Set down exactly the lines in the records below that run from the line with "No breaking changes" to the line with "keep both |", inclusive, and nothing more.

** Opening RECORDS FOR THIS TASK block **

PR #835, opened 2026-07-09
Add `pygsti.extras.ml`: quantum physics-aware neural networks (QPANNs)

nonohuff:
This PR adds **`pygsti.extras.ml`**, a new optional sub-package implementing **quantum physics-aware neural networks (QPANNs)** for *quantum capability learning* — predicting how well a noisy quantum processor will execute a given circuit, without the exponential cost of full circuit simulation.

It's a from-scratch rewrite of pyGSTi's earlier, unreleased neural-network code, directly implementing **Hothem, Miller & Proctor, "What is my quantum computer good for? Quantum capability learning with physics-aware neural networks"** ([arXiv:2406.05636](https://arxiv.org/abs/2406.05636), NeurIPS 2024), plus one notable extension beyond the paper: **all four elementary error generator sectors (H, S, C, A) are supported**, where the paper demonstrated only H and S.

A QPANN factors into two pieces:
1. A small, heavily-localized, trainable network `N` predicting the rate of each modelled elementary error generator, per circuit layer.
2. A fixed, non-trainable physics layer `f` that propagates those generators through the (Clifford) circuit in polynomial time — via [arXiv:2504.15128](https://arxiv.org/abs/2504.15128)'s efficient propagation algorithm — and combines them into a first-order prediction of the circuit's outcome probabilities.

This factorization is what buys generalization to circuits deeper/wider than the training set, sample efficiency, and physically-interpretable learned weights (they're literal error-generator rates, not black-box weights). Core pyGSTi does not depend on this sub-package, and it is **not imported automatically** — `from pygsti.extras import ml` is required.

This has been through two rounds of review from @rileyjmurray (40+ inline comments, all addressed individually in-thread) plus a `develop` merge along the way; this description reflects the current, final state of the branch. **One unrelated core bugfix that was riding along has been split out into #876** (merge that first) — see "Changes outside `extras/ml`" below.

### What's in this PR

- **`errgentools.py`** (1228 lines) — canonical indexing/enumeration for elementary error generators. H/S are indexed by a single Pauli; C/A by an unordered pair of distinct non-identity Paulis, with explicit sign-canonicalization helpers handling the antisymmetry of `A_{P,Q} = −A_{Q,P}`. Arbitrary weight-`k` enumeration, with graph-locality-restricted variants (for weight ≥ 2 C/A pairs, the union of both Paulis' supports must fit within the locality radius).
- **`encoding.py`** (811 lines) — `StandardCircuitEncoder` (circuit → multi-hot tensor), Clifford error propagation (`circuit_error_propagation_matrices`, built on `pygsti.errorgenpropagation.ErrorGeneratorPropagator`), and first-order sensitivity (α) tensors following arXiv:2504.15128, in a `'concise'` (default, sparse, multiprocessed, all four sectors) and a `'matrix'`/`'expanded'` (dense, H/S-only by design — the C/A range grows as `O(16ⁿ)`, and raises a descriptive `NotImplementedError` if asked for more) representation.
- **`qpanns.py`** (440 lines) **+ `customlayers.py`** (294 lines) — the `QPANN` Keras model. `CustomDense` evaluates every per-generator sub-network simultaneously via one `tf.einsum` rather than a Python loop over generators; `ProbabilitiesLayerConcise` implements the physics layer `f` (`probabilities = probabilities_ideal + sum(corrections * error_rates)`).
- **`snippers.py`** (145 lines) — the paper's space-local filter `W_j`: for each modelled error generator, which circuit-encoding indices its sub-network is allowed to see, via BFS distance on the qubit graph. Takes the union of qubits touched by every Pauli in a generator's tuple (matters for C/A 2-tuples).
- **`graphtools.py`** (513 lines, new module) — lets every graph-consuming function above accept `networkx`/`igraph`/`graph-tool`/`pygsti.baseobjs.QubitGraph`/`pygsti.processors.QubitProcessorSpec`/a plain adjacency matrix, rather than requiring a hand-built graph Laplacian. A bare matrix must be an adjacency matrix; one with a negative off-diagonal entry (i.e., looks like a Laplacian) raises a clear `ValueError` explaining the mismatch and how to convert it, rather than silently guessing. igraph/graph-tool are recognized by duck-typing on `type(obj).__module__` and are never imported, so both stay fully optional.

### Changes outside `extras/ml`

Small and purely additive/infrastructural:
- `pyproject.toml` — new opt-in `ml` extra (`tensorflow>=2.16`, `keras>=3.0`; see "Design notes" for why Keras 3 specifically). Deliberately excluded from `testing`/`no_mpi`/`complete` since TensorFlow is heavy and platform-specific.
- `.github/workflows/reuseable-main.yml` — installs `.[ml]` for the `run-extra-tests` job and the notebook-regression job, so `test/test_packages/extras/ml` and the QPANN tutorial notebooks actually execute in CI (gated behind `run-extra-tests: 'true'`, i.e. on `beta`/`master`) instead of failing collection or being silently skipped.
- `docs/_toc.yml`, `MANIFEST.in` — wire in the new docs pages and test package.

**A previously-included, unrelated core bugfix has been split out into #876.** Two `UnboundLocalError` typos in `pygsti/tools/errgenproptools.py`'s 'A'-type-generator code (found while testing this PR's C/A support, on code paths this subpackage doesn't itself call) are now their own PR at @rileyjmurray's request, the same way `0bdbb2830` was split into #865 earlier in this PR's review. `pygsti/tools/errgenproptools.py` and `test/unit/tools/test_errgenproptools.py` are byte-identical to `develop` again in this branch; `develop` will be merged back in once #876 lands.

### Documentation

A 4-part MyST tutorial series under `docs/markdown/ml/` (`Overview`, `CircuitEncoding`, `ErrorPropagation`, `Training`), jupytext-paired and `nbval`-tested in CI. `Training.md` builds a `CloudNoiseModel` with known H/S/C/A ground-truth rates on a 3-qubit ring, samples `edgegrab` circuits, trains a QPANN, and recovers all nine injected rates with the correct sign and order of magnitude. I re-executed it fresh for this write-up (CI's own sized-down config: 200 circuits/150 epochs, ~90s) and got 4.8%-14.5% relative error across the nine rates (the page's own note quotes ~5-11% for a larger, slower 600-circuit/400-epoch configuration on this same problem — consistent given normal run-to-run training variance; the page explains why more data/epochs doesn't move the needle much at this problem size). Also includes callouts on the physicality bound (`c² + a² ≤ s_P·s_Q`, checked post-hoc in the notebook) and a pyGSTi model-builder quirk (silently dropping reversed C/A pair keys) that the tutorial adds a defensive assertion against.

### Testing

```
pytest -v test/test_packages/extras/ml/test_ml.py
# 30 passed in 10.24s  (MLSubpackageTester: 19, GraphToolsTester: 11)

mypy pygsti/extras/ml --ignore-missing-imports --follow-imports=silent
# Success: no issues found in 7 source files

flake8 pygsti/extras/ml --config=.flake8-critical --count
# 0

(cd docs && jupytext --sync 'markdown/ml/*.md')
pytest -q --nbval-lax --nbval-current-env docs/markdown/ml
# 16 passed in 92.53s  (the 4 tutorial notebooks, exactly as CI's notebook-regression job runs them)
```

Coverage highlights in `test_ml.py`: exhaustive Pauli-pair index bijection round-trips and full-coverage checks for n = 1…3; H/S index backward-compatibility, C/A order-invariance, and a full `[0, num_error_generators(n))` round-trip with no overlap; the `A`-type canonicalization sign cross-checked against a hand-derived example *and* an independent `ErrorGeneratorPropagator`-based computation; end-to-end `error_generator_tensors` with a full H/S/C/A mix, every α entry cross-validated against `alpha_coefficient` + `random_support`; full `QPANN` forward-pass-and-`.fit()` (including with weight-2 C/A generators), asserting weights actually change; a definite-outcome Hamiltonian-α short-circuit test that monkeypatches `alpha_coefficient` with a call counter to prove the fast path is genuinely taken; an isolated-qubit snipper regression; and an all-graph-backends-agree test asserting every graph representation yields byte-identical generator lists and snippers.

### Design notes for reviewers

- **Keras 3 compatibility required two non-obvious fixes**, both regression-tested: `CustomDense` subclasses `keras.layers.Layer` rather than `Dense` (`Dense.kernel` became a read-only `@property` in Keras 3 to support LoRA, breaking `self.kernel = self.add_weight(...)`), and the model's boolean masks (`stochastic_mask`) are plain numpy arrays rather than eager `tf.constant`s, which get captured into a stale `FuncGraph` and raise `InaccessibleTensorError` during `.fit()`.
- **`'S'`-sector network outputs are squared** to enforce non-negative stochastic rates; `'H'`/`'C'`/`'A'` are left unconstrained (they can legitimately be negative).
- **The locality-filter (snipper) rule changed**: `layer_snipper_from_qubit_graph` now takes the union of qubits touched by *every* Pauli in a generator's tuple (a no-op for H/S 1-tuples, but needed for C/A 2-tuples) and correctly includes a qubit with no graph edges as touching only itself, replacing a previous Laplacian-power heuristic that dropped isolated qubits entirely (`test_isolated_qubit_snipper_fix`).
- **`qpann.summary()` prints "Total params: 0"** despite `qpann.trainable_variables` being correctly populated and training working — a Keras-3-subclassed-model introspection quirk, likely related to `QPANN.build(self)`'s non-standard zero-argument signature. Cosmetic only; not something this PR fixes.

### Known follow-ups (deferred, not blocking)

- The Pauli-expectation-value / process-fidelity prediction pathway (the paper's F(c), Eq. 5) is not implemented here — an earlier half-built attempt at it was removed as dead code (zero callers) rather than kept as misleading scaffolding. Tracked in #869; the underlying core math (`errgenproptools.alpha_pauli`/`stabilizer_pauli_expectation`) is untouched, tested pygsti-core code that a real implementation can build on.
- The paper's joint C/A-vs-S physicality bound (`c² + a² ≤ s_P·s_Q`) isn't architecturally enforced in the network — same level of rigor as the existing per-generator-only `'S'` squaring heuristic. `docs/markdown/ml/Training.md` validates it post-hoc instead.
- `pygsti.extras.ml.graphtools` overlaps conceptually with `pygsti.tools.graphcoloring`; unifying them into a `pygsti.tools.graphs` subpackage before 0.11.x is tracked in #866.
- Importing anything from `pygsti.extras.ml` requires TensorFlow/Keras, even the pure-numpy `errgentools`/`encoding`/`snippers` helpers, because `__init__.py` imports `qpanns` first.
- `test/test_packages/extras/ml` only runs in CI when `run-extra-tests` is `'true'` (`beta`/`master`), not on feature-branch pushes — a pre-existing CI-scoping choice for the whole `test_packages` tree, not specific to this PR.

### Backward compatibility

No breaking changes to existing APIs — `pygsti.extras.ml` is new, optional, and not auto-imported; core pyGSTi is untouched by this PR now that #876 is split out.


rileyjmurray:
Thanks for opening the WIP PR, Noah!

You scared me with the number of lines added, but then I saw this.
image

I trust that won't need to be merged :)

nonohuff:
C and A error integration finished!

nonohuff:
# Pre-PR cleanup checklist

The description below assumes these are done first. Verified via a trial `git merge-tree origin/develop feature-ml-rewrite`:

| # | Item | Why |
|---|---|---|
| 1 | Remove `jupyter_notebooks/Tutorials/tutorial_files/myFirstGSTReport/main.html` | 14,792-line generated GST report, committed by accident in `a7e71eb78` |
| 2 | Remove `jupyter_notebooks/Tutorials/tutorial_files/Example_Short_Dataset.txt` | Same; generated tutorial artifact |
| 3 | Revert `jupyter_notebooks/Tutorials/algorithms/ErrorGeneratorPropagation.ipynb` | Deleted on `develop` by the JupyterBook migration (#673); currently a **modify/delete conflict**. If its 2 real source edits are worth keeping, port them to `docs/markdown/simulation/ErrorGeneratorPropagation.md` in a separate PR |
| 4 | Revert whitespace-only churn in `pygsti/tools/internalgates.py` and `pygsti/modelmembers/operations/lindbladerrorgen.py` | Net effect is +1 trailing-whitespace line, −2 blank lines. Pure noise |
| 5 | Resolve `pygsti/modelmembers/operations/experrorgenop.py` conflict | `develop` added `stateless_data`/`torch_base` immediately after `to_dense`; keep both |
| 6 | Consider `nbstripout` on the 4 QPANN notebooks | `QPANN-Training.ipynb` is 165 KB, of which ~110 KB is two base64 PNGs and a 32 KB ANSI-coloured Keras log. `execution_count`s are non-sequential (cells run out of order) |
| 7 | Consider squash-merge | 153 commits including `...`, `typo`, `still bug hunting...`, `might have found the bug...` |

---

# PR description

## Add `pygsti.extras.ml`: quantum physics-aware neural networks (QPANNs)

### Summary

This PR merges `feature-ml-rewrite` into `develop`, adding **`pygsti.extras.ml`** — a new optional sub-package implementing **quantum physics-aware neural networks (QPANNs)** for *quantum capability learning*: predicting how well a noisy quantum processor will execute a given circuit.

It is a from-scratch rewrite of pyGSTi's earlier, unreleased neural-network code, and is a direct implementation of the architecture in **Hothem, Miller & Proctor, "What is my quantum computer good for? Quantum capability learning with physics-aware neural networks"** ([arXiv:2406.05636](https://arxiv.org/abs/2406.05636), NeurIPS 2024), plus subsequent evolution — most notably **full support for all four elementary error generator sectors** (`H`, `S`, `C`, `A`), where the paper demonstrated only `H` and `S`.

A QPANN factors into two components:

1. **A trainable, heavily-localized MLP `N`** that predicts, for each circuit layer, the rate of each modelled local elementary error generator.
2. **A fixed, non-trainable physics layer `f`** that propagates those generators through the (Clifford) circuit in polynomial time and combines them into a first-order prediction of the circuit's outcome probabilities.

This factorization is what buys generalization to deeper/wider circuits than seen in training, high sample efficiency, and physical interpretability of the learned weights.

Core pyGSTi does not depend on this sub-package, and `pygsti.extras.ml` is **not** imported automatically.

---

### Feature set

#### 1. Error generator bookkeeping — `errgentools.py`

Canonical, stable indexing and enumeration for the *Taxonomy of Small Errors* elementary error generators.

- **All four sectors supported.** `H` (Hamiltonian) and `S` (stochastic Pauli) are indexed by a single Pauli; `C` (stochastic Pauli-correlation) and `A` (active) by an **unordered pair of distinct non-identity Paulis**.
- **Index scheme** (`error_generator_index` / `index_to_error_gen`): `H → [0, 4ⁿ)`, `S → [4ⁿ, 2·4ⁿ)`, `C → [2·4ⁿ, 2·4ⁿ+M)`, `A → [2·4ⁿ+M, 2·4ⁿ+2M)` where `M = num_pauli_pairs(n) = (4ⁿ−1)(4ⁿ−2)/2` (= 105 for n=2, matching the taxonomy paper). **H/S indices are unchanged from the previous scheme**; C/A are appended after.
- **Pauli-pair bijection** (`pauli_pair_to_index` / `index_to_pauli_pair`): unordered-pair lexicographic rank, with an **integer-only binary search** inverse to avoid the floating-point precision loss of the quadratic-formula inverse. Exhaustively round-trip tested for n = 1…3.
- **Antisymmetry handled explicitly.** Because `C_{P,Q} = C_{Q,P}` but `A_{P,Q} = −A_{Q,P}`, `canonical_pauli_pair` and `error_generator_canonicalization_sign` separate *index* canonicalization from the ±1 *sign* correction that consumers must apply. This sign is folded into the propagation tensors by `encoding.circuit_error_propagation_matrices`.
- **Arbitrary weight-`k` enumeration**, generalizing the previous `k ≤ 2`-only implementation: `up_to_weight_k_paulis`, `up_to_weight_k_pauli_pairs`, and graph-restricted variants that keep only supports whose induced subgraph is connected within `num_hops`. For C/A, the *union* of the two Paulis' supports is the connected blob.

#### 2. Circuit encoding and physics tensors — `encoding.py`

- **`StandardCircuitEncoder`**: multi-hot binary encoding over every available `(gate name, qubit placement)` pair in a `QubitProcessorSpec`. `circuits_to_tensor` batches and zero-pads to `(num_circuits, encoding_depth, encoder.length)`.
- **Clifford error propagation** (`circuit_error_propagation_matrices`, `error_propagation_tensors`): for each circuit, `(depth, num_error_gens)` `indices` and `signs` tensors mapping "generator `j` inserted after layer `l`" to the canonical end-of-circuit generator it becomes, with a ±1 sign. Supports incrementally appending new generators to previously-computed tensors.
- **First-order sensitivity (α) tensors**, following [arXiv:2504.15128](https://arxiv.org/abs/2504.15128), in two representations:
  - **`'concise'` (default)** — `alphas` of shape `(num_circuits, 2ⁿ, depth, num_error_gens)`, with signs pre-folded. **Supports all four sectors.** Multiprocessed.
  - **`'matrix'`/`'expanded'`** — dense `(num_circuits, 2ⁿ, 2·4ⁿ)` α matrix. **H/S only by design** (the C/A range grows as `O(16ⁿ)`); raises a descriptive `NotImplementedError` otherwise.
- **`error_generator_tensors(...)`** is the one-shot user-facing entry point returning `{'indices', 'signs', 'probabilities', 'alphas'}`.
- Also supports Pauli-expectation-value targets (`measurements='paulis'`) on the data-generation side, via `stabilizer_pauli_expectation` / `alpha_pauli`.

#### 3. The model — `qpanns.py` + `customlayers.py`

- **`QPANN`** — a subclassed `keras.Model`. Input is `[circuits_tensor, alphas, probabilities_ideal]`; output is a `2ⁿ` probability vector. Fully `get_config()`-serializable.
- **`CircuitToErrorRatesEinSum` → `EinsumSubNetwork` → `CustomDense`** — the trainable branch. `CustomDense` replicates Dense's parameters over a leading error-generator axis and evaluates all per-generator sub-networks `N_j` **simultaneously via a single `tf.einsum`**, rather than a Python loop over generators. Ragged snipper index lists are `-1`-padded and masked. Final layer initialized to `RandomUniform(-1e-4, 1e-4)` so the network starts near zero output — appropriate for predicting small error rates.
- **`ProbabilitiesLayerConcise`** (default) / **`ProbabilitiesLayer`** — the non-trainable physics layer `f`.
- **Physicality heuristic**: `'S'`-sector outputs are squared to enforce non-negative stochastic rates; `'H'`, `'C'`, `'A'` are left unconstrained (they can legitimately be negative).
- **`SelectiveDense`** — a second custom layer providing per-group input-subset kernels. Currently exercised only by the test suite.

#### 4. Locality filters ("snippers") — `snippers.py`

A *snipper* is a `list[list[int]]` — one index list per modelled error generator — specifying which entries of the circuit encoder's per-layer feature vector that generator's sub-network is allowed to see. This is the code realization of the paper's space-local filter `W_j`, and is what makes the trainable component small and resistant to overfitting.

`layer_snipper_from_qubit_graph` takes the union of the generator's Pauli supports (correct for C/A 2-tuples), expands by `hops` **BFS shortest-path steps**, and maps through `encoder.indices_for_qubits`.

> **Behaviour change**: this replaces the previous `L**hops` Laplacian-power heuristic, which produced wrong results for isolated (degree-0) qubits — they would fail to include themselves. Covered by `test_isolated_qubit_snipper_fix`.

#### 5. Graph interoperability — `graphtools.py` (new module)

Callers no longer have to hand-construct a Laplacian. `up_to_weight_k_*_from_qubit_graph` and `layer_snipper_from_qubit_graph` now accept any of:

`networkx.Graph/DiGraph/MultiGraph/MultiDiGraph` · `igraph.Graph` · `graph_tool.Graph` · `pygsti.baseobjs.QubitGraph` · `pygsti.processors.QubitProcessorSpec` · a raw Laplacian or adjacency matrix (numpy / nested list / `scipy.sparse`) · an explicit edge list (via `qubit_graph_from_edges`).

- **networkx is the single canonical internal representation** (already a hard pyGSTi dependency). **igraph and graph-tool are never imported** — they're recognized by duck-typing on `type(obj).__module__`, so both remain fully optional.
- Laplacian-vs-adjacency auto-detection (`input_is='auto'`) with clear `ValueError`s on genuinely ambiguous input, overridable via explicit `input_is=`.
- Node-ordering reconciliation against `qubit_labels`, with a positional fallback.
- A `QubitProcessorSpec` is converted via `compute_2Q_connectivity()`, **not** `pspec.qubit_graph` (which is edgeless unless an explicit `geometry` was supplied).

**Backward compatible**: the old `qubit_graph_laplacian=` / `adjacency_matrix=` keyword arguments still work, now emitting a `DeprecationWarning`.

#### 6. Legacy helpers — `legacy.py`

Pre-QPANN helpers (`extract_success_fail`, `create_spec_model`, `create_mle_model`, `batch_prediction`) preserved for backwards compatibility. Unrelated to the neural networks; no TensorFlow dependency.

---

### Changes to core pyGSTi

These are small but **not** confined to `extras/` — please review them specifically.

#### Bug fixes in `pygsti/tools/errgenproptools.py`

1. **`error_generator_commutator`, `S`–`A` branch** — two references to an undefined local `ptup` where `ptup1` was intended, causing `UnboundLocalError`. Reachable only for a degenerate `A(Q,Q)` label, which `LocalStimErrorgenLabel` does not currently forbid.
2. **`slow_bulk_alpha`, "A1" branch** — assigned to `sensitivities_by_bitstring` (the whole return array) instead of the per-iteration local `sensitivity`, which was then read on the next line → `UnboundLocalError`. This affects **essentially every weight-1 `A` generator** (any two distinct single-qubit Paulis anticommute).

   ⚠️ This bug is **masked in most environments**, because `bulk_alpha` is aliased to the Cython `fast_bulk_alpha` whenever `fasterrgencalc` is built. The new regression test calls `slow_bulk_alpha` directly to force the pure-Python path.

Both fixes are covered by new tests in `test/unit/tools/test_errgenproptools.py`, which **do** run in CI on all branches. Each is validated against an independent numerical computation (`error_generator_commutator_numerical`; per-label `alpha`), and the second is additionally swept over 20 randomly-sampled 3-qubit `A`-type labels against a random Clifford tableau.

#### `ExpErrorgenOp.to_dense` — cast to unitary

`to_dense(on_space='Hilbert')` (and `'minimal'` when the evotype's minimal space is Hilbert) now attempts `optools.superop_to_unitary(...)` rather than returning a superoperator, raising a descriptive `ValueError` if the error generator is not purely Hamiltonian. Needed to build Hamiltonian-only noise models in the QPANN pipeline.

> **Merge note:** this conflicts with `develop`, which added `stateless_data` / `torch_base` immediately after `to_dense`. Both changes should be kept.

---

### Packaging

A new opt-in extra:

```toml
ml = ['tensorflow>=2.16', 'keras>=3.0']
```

** Closing RECORDS FOR THIS TASK block **

PROBLEM SOLUTION —
No breaking changes to existing APIs — `pygsti.extras.ml` is new, optional, and not auto-imported; core pyGSTi is untouched by this PR now that #876 is split out.


rileyjmurray:
Thanks for opening the WIP PR, Noah!

You scared me with the number of lines added, but then I saw this.
image

I trust that won't need to be merged :)

nonohuff:
C and A error integration finished!

nonohuff:
# Pre-PR cleanup checklist

The description below assumes these are done first. Verified via a trial `git merge-tree origin/develop feature-ml-rewrite`:

| # | Item | Why |
|---|---|---|
| 1 | Remove `jupyter_notebooks/Tutorials/tutorial_files/myFirstGSTReport/main.html` | 14,792-line generated GST report, committed by accident in `a7e71eb78` |
| 2 | Remove `jupyter_notebooks/Tutorials/tutorial_files/Example_Short_Dataset.txt` | Same; generated tutorial artifact |
| 3 | Revert `jupyter_notebooks/Tutorials/algorithms/ErrorGeneratorPropagation.ipynb` | Deleted on `develop` by the JupyterBook migration (#673); currently a **modify/delete conflict**. If its 2 real source edits are worth keeping, port them to `docs/markdown/simulation/ErrorGeneratorPropagation.md` in a separate PR |
| 4 | Revert whitespace-only churn in `pygsti/tools/internalgates.py` and `pygsti/modelmembers/operations/lindbladerrorgen.py` | Net effect is +1 trailing-whitespace line, −2 blank lines. Pure noise |
| 5 | Resolve `pygsti/modelmembers/operations/experrorgenop.py` conflict | `develop` added `stateless_data`/`torch_base` immediately after `to_dense`; keep both |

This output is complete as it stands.